**Data for the task**
#####
PR #236, opened 2019-05-17
Make NodeDataType to be extendable by open/closed principle

nuustik:
This is needed when DataType is not a simple data object,
but a larger and smarter object that should not be copied by value.
Having it as a pointer with virtual operators allows the model to
extend it and control the operations done with it (NodeConnectionInteraction::canConnect, etc),
where TypeConverter is not possible to use.

### DIFF
--- a/examples/calculator/DecimalData.hpp
+++ b/examples/calculator/DecimalData.hpp
@@ -19,10 +19,10 @@ public:
     : _number(number)
   {}
 
-  NodeDataType type() const override
+  std::shared_ptr<NodeDataType> type() const override
   {
-    return NodeDataType {"decimal",
-                         "Decimal"};
+    return std::make_shared<NodeDataType>("decimal",
+                         "Decimal");
   }
 
   double number() const
--- a/examples/calculator/IntegerData.hpp
+++ b/examples/calculator/IntegerData.hpp
@@ -19,10 +19,10 @@ public:
     : _number(number)
   {}
 
-  NodeDataType type() const override
+  std::shared_ptr<NodeDataType> type() const override
   {
-    return NodeDataType {"integer",
-                         "Integer"};
+    return std::make_shared<NodeDataType>("integer",
+                         "Integer");
   }
 
   int number() const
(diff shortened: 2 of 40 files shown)


Daguerreo:
Shouldn't DataType represent just the "type" of the data and not data itself? A "larger and smarter object" isn't just a NodeData?

nuustik:
Our use case is that one data type needs to accept different other data types and we want to control this from the model. We cannot use TypeConverters and we have thousands of types and creating converters from all the combinations would be horrendous task and would eat a lot of memory in the register. Besides that we actually do not need to convert any data, we just need to control if the connection can be made or not.
If NodeDataType would be a pointer we could then inherit and override the equals operator to not just compare the ids but to compare lists, or id existence in the acceptance list, e.g. It would allow having more control over connection creating.

Daguerreo:
> If NodeDataType would be a pointer we could then inherit and override the equals operator to not just compare the ids but to compare lists, or id existence in the acceptance list, e.g. It would allow having more control over connection creating.

you can do it the exact same thing with the current NodeDataType implementation.

nuustik:
What do you mean? The NodeConnectionInteraction::canConnect compares IDs of NodeDataType. This is not enough for my use case. I need to override this comparison in my code to make the connections possible. Even if I change NodeEditor to compare structs instead of IDs and add struct comparison functions to NodeEditor I still can't override them in my own code to do smarter comparisons.

nuustik:
If NodeConnectionInteraction::canConnect would use NodeData::sameType method instead of comparing the IDs directly, then I can work with it but I guess this is not wanted.

paceholder:
I think it's possible to assign "custom" `NodeConnectionInteraction` to `FlowScene`.

Then we could ask `NodeConnectionInteraction const * FlowScene::hasCustomNodeConnectionInteraction()`.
#####
**What you are asked to do**
All of the records must be repeated exactly.

**Exercise output**
PR #236, opened 2019-05-17
Make NodeDataType to be extendable by open/closed principle

nuustik:
This is needed when DataType is not a simple data object,
but a larger and smarter object that should not be copied by value.
Having it as a pointer with virtual operators allows the model to
extend it and control the operations done with it (NodeConnectionInteraction::canConnect, etc),
where TypeConverter is not possible to use.

### DIFF
--- a/examples/calculator/DecimalData.hpp
+++ b/examples/calculator/DecimalData.hpp
@@ -19,10 +19,10 @@ public:
     : _number(number)
   {}
 
-  NodeDataType type() const override
+  std::shared_ptr<NodeDataType> type() const override
   {
-    return NodeDataType {"decimal",
-                         "Decimal"};
+    return std::make_shared<NodeDataType>("decimal",
+                         "Decimal");
   }
 
   double number() const
--- a/examples/calculator/IntegerData.hpp
+++ b/examples/calculator/IntegerData.hpp
@@ -19,10 +19,10 @@ public:
     : _number(number)
   {}
 
-  NodeDataType type() const override
+  std::shared_ptr<NodeDataType> type() const override
   {
-    return NodeDataType {"integer",
-                         "Integer"};
+    return std::make_shared<NodeDataType>("integer",
+                         "Integer");
   }
 
   int number() const
(diff shortened: 2 of 40 files shown)


Daguerreo:
Shouldn't DataType represent just the "type" of the data and not data itself? A "larger and smarter object" isn't just a NodeData?

nuustik:
Our use case is that one data type needs to accept different other data types and we want to control this from the model. We cannot use TypeConverters and we have thousands of types and creating converters from all the combinations would be horrendous task and would eat a lot of memory in the register. Besides that we actually do not need to convert any data, we just need to control if the connection can be made or not.
If NodeDataType would be a pointer we could then inherit and override the equals operator to not just compare the ids but to compare lists, or id existence in the acceptance list, e.g. It would allow having more control over connection creating.

Daguerreo:
> If NodeDataType would be a pointer we could then inherit and override the equals operator to not just compare the ids but to compare lists, or id existence in the acceptance list, e.g. It would allow having more control over connection creating.

you can do it the exact same thing with the current NodeDataType implementation.

nuustik:
What do you mean? The NodeConnectionInteraction::canConnect compares IDs of NodeDataType. This is not enough for my use case. I need to override this comparison in my code to make the connections possible. Even if I change NodeEditor to compare structs instead of IDs and add struct comparison functions to NodeEditor I still can't override them in my own code to do smarter comparisons.

nuustik:
If NodeConnectionInteraction::canConnect would use NodeData::sameType method instead of comparing the IDs directly, then I can work with it but I guess this is not wanted.

paceholder:
I think it's possible to assign "custom" `NodeConnectionInteraction` to `FlowScene`.

Then we could ask `NodeConnectionInteraction const * FlowScene::hasCustomNodeConnectionInteraction()`.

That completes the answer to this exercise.